I used Cramer's rule, therefore I put the known terms in first column, then in second, and so on.
x = A=$\left [ \begin{matrix}
-6 & 2 & 3 \\
2 & 0 & 1 \\
-5 & 1 & -1\\
\end{matrix} \right] $ (this matrix divided by the determinant of the original matrix)
x is equal to 3, it should've been equal to 1.
y = A=$\left [ \begin{matrix}
1 & -6 & 3 \\
0 & 2 & 1 \\
1 & -5 & -1\\
\end{matrix} \right] $ (this matrix divided by the determinant of the original matrix)
-2-6-6-5 = -14-5 = -19 it should have been equal to -5. (Sarrus' rule)

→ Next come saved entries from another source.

PR #212, opened 2026-07-23
fix: Fixes 3 critical-to-intermediate severity bugs across the harness, plus 2 additional instances of the same dead-signal pattern.

extremecoder-rgb:
Summary

Bug #1: Silent teardown failure in Docker client
harness/src/sandbox/docker-client.ts
removeContainerIgnoreMissing used .catch(() => {}) on both container.stop() and container.remove(), which swallowed all errors — not just the intended 404 (container already gone). A Docker daemon disconnection, permission error, or engine failure during teardown was invisible, causing trySandbox to always report success.
Fix: Replace blanket .catch(() => {}) with targeted try/catch that only suppresses 404 responses and lets all other errors propagate for proper classification.

Bug #2: Unreachable AbortController in ephemeral runner
harness/src/execution/ephemeral-runner.ts
The ephemeral runner created new AbortController().signal but never called abort(), leaving the signal permanently green. Provider-level cooperative cancellation could not work — AI SDK retries and backoff sleeps were never interrupted on workflow cancellation.
Fix:
- Hoist AbortController to outer scope (accessible in finally)
- Pass signal to runAgent for AI SDK cooperative cancellation
- Add AbortError to isFatalLoopError so the loop stops cleanly
- Abort controller in finally block

Bug #3: Dead AbortController signals in synthesis/describer/summary runners
Files: harness/src/execution/run-synthesis.ts, artifact-metadata.ts, step-summary.ts
Same dead-signal pattern affected three more execution paths: input.signal ?? new AbortController().signal created a signal that was never aborted, disabling provider-level cooperative cancellation.
Fix: Same pattern for all three — create AbortController when no external signal provided, add AbortError to isFatalLoopError, abort in finally.**

### DIFF
--- a/harness/src/execution/artifact-metadata.ts
+++ b/harness/src/execution/artifact-metadata.ts
@@ -240,7 +240,8 @@ export async function generateFileMetadata(opts: GenerateFileMetadataOptions): P
         maxIterations: opts.maxIterations ?? DEFAULT_MAX_ITERATIONS,
     };
 
-    const signal = opts.signal ?? new AbortController().signal;
+    const abortController = opts.signal ? undefined : new AbortController();
+    const signal = abortController ? abortController.signal : opts.signal;
 
     const transcript = opts.messages ? sanitizeTranscript(opts.messages) : [];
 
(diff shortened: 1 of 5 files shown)


vivere-dally:
Hi. Thank you for your contribution!
The items 2 and 3 are intended, and applying your change would introduce regressions.
Item 1 is somewhat valid, but it's not needed for now, and there are other status codes that we should handle.
We will keep these in mind for the future.
Thanks!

z = A=$\left [ \begin{matrix}
1 & 2 & -6 \\
0 & 0 & 2 \\
1 & 1 & -5\\
\end{matrix} \right] $ (this matrix divided by the determinant of the original matrix)
4-2 = 2. it should've been equal to 1. (Sarrus' Rule).
Best Answer
The determinant of the matrix representing $x$ is, expanding down the middle column (which you definitely can do, no row operations needed!):
$$\det\begin{pmatrix}-6&2&3\\2&0&1\\-5&1&-1\end{pmatrix}=(-2)\cdot\det\begin{pmatrix}2&1\\-5&-1\end{pmatrix}+0+(-1)\cdot\det\begin{pmatrix}-6&3\\2&1\end{pmatrix}$$
Which is: $$(-2)(-2-(-5))+(-1)(-6-6)=-2\cdot3+12=6$$Cramer tells that $x$ is then this determinant divided by the original one, namely $6/6=1$. When you’re saying: “this matrix divided by the determinant of the original matrix” this is wrong. That would imply $x$ is a matrix divided by a scalar, i.e. another matrix. You just take the determinants of both, and find their ratios.